→ REQUIRED ACTION
Look for the string "module" in the listing. Copy each line that has it.

→ MATERIAL SHOWN
PR #1740, opened 2022-11-20
Two different versions of the scalar product metric.

### LINKED ISSUE #1705: Scaling metrics
The ProductManifold class can be used to rescale a metric by passing only one factor. However, this isn't very efficient so it might be worthwhile improving performance for a single factor or developing an alternative method.

### LINKED ISSUE #1738: Implement scalar product of metric
We need a method to multiply a metric by a scalar. After discussion with @alebrigant we suggest the following. Thoughts from everyone very welcome!

In `RiemannianMetric` implement `__mul__` and `__rmul__` to allow operations of the type `new_metric = 2 * old_metric` which will return a `ScalarProductMetric`. This will give a simple and intuitive way to make scalar products.

Implement `ScalarProductMetric` which will simply wrap `NFoldMetric` with one product.

Then the key work should happen in `NFoldMetric`. This makes sense because `NFoldMetric` should already be little more than a wrapper for the underlying metric. It is already configured to take an argument `scales` which rescales the metric on the different factors. However, it only implements a couple of basic methods from `RiemannianMetric` and it is not set up to take advantage of any of the implementations in the various subclasses. I see a couple of options to remedy that.

1. Dynamic implementation: edit `NFoldMetric.__getattribute__` to obtain all attributes from the underlying metric and then pass it to a wrapper which rescales the output. The scaling factor is hard-coded into `NFoldMetric` (ie, is it linear, square-root, reciprocal) and if `NFoldMetric` doesn't know what to do it throws an `AttributeError` and you have to add your missing method to the list of known methods. It is possible to change the underlying metric on the fly.
2. Generate attributes at `__init__`: the same as above expect that instead of editing `__getattribute__`, at initialization we use the `__dir__` method of the underlying metric to gather all its attributes, we wrap them, and we put them into our `ScalarProductMetric` object.  Now if you change the underlying metric, it has no impact on the `ScalarProductMetric` object, because it has already collected all the attributes. 
3. Implement methods one by one: each method gets its own implementation in `ScalarProductMetric` which calls the underlying method and rescales it. `__init__` will have to collect all variables from the underlying metric.

Does using `NFoldMetric` seem reasonable? As for the implementation, my preference is to go with option 1 or 2. If you want to teach `ScalarProductMetric` a new method you just have to add it to one of the hard-coded lists so that it knows how to scale the result, rather than putting in a whole new method. That keeps the code a bit cleaner, I think. I'm not sure which I like better. I don't see any clear advantages to either. They have different functionality, obviously, but I do not see clearly which functionality is more likely to be useful. In all three cases, one risk to be aware of is the possibility that different child classes of `RiemannianMetric` could have different methods with the same name which have to be scaled differently. That seems unlikely, but it's something to consider.

johnharveymath:
Draft form for considering best possible implementation.

Should dynamically inherit from underlying_metric but that's not implemented yet. One concrete benefit from that is you get tooltips!

Resolves #1738 
Resolves #1705


lpereira95:
Thanks @johnharveymath, great PR!

I prefer version 1, because wrapping is done only once at instantiation.

Regarding dynamic inheritance, I thought it would be the best way to go, but after looking to your solution I think it should not be done: some methods depend on others, if we apply the scale to the underlying computations (which will happen if we inherit), then we are scaling several times and we will get a wrong result (e.g. `dist` calls `squared_dist`).

I have some suggestions to improve version 1, and I think after addressing them, it is almost ready to merge.


**Suggestions**

Changes in init:
```python
    def __init__(self, underlying_metric, scaling_factor):
        """Load all attributes from the underlying metric."""
        self.underlying_metric = underlying_metric
        self.scaling_factor = scaling_factor

        reserved_names = ("underlying_metric", "scaling_factor")
        for attr_name in dir(self.underlying_metric):
            if attr_name.startswith("__"):
                # TODO: should we only jump __init__?
                continue

            if attr_name in reserved_names:
                raise AttributeError(
                    f"The underlying metric has an attribute '{attr_name}' but this name is"
                    f"reserved for the class 'ScalarProductMetric'"
                )

            attr = getattr(underlying_metric, attr_name)
            if not callable(attr):
                try:
                    setattr(self, attr_name, attr)
                except AttributeError as ex:
                    if not isinstance(
                        getattr(type(underlying_metric), attr_name, None), property
                    ):
                        raise ex
            else:
                scaling_factor = _get_scaling_factor(attr.__name__, self.scaling_factor)

                if scaling_factor is None:
                    method = attr
                else:
                    method = _wrap_attr(scaling_factor, attr)

                setattr(
                    self,
                    attr_name,
                    method,
                )

```

where,

```python
def _get_scaling_factor(func_name, scale):
    if func_name in SQRT_LIST:
        return gs.sqrt(scale)

    elif func_name in LINEAR_LIST:
        return scale

    elif func_name in QUADRATIC_LIST:
        return gs.power(scale, 2)

    elif func_name in INVERSE_LIST:
        return 1.0 / scale

    elif func_name in INVERSE_QUADRATIC_LIST:
        return 1.0 / gs.power(scale, 2)

    return None
```

and 

```python
def _wrap_attr(scaling_factor, func):
    @wraps(func)
    def response(*args, **kwargs):
        return scaling_factor * func(*args, **kwargs)

    return response

```

This means:

1. we remove `INVARIANT_LIST`: if a method is not listed in any of the other lists, it is assumed the output is not scaled and we use the method directly (this is much easier to maintain; I think listing everything that is invariant is unfeasible and not generic enough)
2. we uncouple the wrapping and the computation of the scaling factor

I also think that `underlying_metric` should be private and `self.scaling_factor` should be renamed `scale` later.


For testing, we should select some manifolds (let's start with e.g. `Euclidean`) and compare scaled vs non-scaled metrics. We don't need to over test: e.g. if it works for `squared_dist`, it will work for `squared_norm`.


After merging I think we should:
1. remove `scale` in the metrics it is currently used
2. remove `scales` from `ProductManifold`: the user should be responsible to create `ScalarProductMetric` if needed


Let me know what you think!

geomstats/geometry/riemannian_metric.py
```diff
@@ -46,6 +46,42 @@ def __init__(
...
+
+        Returns
+        -------
+        metric : ScalarProductMetric
+            The metric multiplied by the scalar.
+        """
+        from geomstats.geometry.scalar_product_metric import ScalarProductMetric
+        if not isinstance(scalar, (float, int)):
+            raise NotImplementedError
+        return ScalarProductMetric(self, scalar)
```
lpereira95, line 82: should be enough to do `return self*scalar`, right?

johnharveymath: Absolutely

johnharveymath:
OK - I'm on board with all of that and will implement. For the power users, I think we want to bring the wrapping function into the class so they can use some public method to edit those lists as class (or instance?) variables. They were only out at module level because I had so much getting and setting going on in some versions that it was useful to keep the class itself as empty as possible.

lpereira95:
I'll address testing @johnharveymath.

Regarding power users, I'm not sure if bringing the wrapping function into the class or if provide nicer ways to change the lists at module level (they can already do it, but I find it very hacky). Probably I would go for the second.

johnharveymath:
Thanks @lpereira95  - I need to understand testing a lot better! Though I did do enough testing to find some issues with my code.

I have pushed some final improvements to the documentation and then I suppose we can cover the other matters later. Just to summarise what they are:

**Follow-up tasks to do after merging:**
- a method for users to change the lists in `scalar_product_metric.py`
- remove variable `scales` from `ProductRiemannianMetric` and `NFoldMetric`
- rename variable `scaling_factor` to `scale`, making changes to classes that already use `scale`
- check all existing classes that use `scale` to make sure their results match the results from `ScalarProductMetric`, as I think there are a couple of issues.

johnharveymath:
Resolves #1705 - I had a duplicate issue open already.

johnharveymath:
Thanks for all the tests - looks great!  By the way, the reason I was raising a `NotImplementedError` in `__mul__` was that I understood that this was the standard pattern. See [this stackoverflow question](https://stackoverflow.com/questions/5181320/under-what-circumstances-are-rmul-called). 

When `a * b` is used, Python basically does 
```
try:
    return a.__mul__(b)
except NotImplementedError: 
    return b.__rmul__(a)
``` 
If someone developed their own class and wanted to allow multiplication by objects of type `RiemannianMetric`, raising `TypeError` would pose a problem, but this is pretty unlikely!

lpereira95:
Thanks @johnharveymath!

I was not aware of this behavior from Python. I think the `NotImplementedError` is a good idea (I'll revert that change).

I've removed the possibility of `int` because it may create problems with some of the backends. Besides, I'm trying to make people more aware that `int` and `float` are very different and should be used properly.

Regarding the tests, this is not the usual approach in geomstats. But looking to the code, I don't think we gain a lot by overtesting this (e.g. comparing outputs of `underlying_metric` and `metric`). So, I've decided to simply check if the wrapper is working properly. If so, then the results will also be proper.

Again, great work with this! I'll merge after fixing these last things.

johnharveymath:
I can do those follow-up tasks that I referred to.

lpereira95:
That would be great @johnharveymath! I'll open some issues so we can keep track on the tasks and discuss implementations.

I think we should start by "check all existing classes that use scale to make sure their results match the results from ScalarProductMetric, as I think there are a couple of issues." I've started this myself, but the results are super inconsistent. I think the problem may be in the classes that implement `scale`. Ideally, this task is a check, to ensure `ScalarProductManifold` is correctly implemented, followed by the removal of `scale` from all the manifolds.

`ProductManifold` should not be considered for now. Let's focus on it after the first task and the merge of #1737 (which I'll try to do still today).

→ ANSWER SECTION
OK - I'm on board with all of that and will implement. For the power users, I think we want to bring the wrapping function into the class so they can use some public method to edit those lists as class (or instance?) variables. They were only out at module level because I had so much getting and setting going on in some versions that it was useful to keep the class itself as empty as possible.
Regarding power users, I'm not sure if bringing the wrapping function into the class or if provide nicer ways to change the lists at module level (they can already do it, but I find it very hacky). Probably I would go for the second.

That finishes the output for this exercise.